Transcription factors Eomesodermin and T-bet are down-regulated on exposure to tumor and on proliferation. (A) Levels of Eomesodermin and T-bet fall with cell proliferation. Gates were set using isotype controls as shown in the top row for each analysis. Naive NK cells were analyzed fresh and hence were not CFSE-labeled. NK cells reisolated at D+ 15 after adoptive transfer into nontumor-bearing hosts were isolated using the expression of congenic markers, as shown in the left panel. (B) Eomes expression and IFNγ production decrease over time. NK cells were reisolated 1 or 10 days after transfer without or with 1 × 10⁵ Hoxa9-Meis1 leukemia cells.
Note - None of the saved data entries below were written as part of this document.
PR #4972, opened 2021-09-20
tiltfile: add built-in for filewatch

nicks:
Hello @milas,

Please review the following commits I made in branch nicks/filewatchcodegen:

22cc7165582aa74fa81b01cdf32a745632594941 (2021-09-20 16:33:30 -0400)
tiltfile: add built-in for filewatch

### DIFF
--- a/internal/tiltfile/v1alpha1/types.go
+++ b/internal/tiltfile/v1alpha1/types.go
@@ -1,6 +1,8 @@
 package v1alpha1
 
 import (
+	"fmt"
+
 	"go.starlark.net/starlark"
 	metav1 "k8s.io/apimachinery/pkg/apis/meta/v1"
 
@@ -20,6 +22,10 @@ func (p Plugin) registerSymbols(env *starkit.Environment) error {
 		return err
 	}
 	err = env.AddBuiltin("v1alpha1.extension_repo", p.extensionRepo)
+	if err != nil {
+		return err
+	}
+	err = env.AddBuiltin("v1alpha1.file_watch", p.fileWatch)
 	if err != nil {
 		return err
 	}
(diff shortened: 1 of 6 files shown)


internal/tiltfile/v1alpha1/types.go
```diff
@@ -73,3 +79,111 @@ func (p Plugin) extensionRepo(t *starlark.Thread, fn *starlark.Builtin, args sta
...
+type IgnoreDef struct {
+	*starlark.Dict
+	Value v1alpha1.IgnoreDef
+	t     *starlark.Thread // instantiation thread for computing abspath
+}
+
+func (o *IgnoreDef) Unpack(v starlark.Value) error {
+	obj := v1alpha1.IgnoreDef{}
+
+	mapObj, ok := v.(*starlark.Dict)
```
milas, line 119: Did you consider having `tilt-starlark-codegen` make struct types for nested complex types vs `dict`s?

nicks: i'm also going to add a built-in v1alpha1.ignore_def() that returns this object

re: structs vs dicts - i think it would be totally reasonable to accept both structs and dicts here. I started with `dict` because i expect python programmers to be more familar with it (as opposed to struct, which is starlark-only). i don't think it's too hard to convert between them.

https://docs.bazel.build/versions/main/skylark/lib/struct.html

pkg/apis/core/v1alpha1/filewatch_types.go
```diff
@@ -55,7 +56,10 @@ type FileWatchList struct {
 // FileWatchSpec defines the desired state of FileWatch
 type FileWatchSpec struct {
 	// WatchedPaths are paths of directories or files to watch for changes to. It cannot be empty.
+	//
+	// +tilt:local-path=true
```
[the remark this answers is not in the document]
nicks: :)

PR #4973, opened 2021-09-20
tiltfile: kubecontext protection shouldn't apply when loading extensions

nicks:
Hello @landism,

Please review the following commits I made in branch nicks/allowed:

af810d6f5d1412cc361a7f5731662e08f573ca10 (2021-09-20 19:54:41 -0400)
tiltfile: kubecontext protection shouldn't apply when loading extensions
Fixes https://github.com/tilt-dev/tilt-extensions/issues/253

### DIFF
--- a/internal/controllers/apis/tiltfile/main.go
+++ b/internal/controllers/apis/tiltfile/main.go
@@ -2,13 +2,31 @@ package tiltfile
 
 import (
 	"fmt"
+	"path/filepath"
 
 	metav1 "k8s.io/apimachinery/pkg/apis/meta/v1"
 
+	"github.com/tilt-dev/tilt/internal/ospath"
 	"github.com/tilt-dev/tilt/pkg/apis"
 	"github.com/tilt-dev/tilt/pkg/apis/core/v1alpha1"
 	"github.com/tilt-dev/tilt/pkg/model"
 )
+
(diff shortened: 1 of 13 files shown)


landism:
The code looks good.

Sorry for a bunch of words incoming about a relatively minor thing - just a bit of handwringing about the PR title/description - I feel like they set me off on the wrong foot when trying to understand the change. To make this more accessible to users reading the changelog, it might be worth 1) making clear this is a workaround rather than our desired long-term policy and 2) clarifying what this actually affects.
Maybe something like:
1. change the title to "disable kubecontext protection to extensions loaded outside of the main tiltfile context"
2. add a bit to the description describing that it's a workaround and that what "outside of the main tiltfile context" means. We have a lot of existing extensions for which I'd expect users want this protection and it'd be nice to communicate we're not breaking that.

(nb: I have been struggling to come up with better names to clarify our dual meanings of "api" (i.e., tilt api and tiltfile api) and "extensions" (i.e., via load and via api objects))

(also maybe this protection on `local` doesn't matter much anyway - it seems notable that we don't have this protection on `local_resource` and no one has asked for it! We added it relatively early in Tilt's life and maybe it's become less important as the Tiltfile API has become more flexible?)

landism (approved):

Gates are set using isotype controls, as shown in the top row. Naive spleens are depicted for comparison in the left column. (C) Sorted C57BL/6 NK cells were transduced with Eomes, T-bet, or control vector and injected with A20 cells at an E/T ratio of 5:1 into irradiated Balb/c recipients. Overexpression of Eomes, and not T-bet, leads to a significantly prolonged survival compared with control treated NK cells. (D) Tumor burden is reduced in mice receiving Eomes-transduced NK cells. Sorted C57BL/6 NK cells were transduced with Eomes, T-bet, or control vector and injected with luc⁺ A20 cells at a 5:1 ratio into irradiated Balb/c recipients. BLI on D+8 after injection shows a significant reduction in tumor burden among mice receiving Eomes-transduced NK cells compared with no NK cells. T-bet or control vector treated NK cells did not show a significant reduction in tumor burden. Results are representative of 3 (A) or 2 (B-D) individual experiments, or are a composite of 3 independent experiments with a total of 13 to 14 mice per group (C).